Après des mois sans planifier de courses suite à ma blessure, c’est avec enthousiasme que j’ai commencé à programmer les futures compétitions auxquelles je voulais participer dès janvier. Sans hésitation, j’ai placé le Trail Rhône-Saône de Caluire sur ma liste car c’est l’une des courses les plus mémorables à laquelle j’avais concouru l’année précédente

Pour sa troisième année d’existence, cet urban trail de la région lyonnaise a vu son parcours modifié : inscrite au 25km en 2016, cette fois-ci je m’aligne sur la ligne de départ du 16km, un peu déçue d’ailleurs de constater ce changement de distance… plus c’est long, plus c’est bon non ? 😀 Le TRS ayant lieu le dimanche 26 mars soit le lendemain de l’Ekiden de Lyon, c’est après cet événement que je me suis retrouvée au Stade de la Terre des Lièvres pour récupérer mon dossard. Le rendez-vous est donné le lendemain à 9h au même endroit.
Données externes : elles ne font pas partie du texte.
PR #2101, opened 2019-11-12
template: add the default template function stringSlice

vrischmann:
Since it's impossible to create a string slice in a Go template by
default, add a function to work around this problem.

The use case is to make it easy to call KV.Remove with an arbitrary
slice inside a template.

This is a follow up to https://github.com/prometheus/alertmanager/pull/2094


brian-brazil:
Thanks!

The docs over in the docs repo will also need updating.

PR #2105, opened 2019-11-18
nflog: write as func and fix locker usage.

johncming:
1. Closures are better written as functions.
2. Defer breaks the use of lock-unlock


stuartnelson3:
@simonpasquier thoughts?

simonpasquier:
I don't feel strongly about closures vs. methods.

Regarding locking/unlocking, I don't see a problem right now. But the code you've submitted could have a deadlock:

```
	l.mtx.RLock()
	if le, ok := l.st[stateKey(q.groupKey, q.recv)]; ok {
                // No call to RUnlock().
		return []*pb.Entry{le.Entry}, nil
	}
	l.mtx.RUnlock()
```

stuartnelson3:
I guess I don't really see the benefit of this

johncming:
> I don't feel strongly about closures vs. methods.
> 
> Regarding locking/unlocking, I don't see a problem right now. But the code you've submitted could have a deadlock:
> 
> ```
> 	l.mtx.RLock()
> 	if le, ok := l.st[stateKey(q.groupKey, q.recv)]; ok {
>                 // No call to RUnlock().
> 		return []*pb.Entry{le.Entry}, nil
> 	}
> 	l.mtx.RUnlock()
> ```

1. yes, deadlock. I will fix it.
2. RUnlock undoes a single RLock call; it does not affect other simultaneous readers. It is a run-time error if rw is not locked for reading on entry to RUnlock.

Changed to a function, because this is not a typical scenario where closures are used, only `params`. See if this change is necessary, and if not, keep only the changes to lock.

PR #2110, opened 2019-11-20
Fix TestClusterJoinAndReconnect on macos

sylr:
Still trying to fix `github.com/prometheus/alertmanager/test/with_api_v2/acceptance`


simonpasquier:
Thanks!

PR #2125, opened 2019-12-02
pointer makes more sense for omitempty marshaler

00arthur00:
Signed-off-by: arthur yang <yang_yapo@126.com>


simonpasquier:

♦ Mes impressions sur le départ

« La pressioooon !  »

Le réveil fût difficile après une nuit raccourcie : changer d’heure dans la nuit précédent une course, ce n’est pas ce qu’il y a de mieux pour être au top le jour-J ! Remarque, courir lors d’une autre course la veille non plus… j’ai finalement participé à l’Ekiden mais j’avais forcément une appréhension lorsque j’ai accepté d’y participer : cela allait-il pas me pénalisé pour le TRS ? L’année précédente j’avais vraiment réalisé une course «parfaite». J’étais en forme, j’avais réussi à gérer mes efforts pour réaliser cette course en négative split donc très bonnes sensations au programme et le résultat final en avait valu la chandelle !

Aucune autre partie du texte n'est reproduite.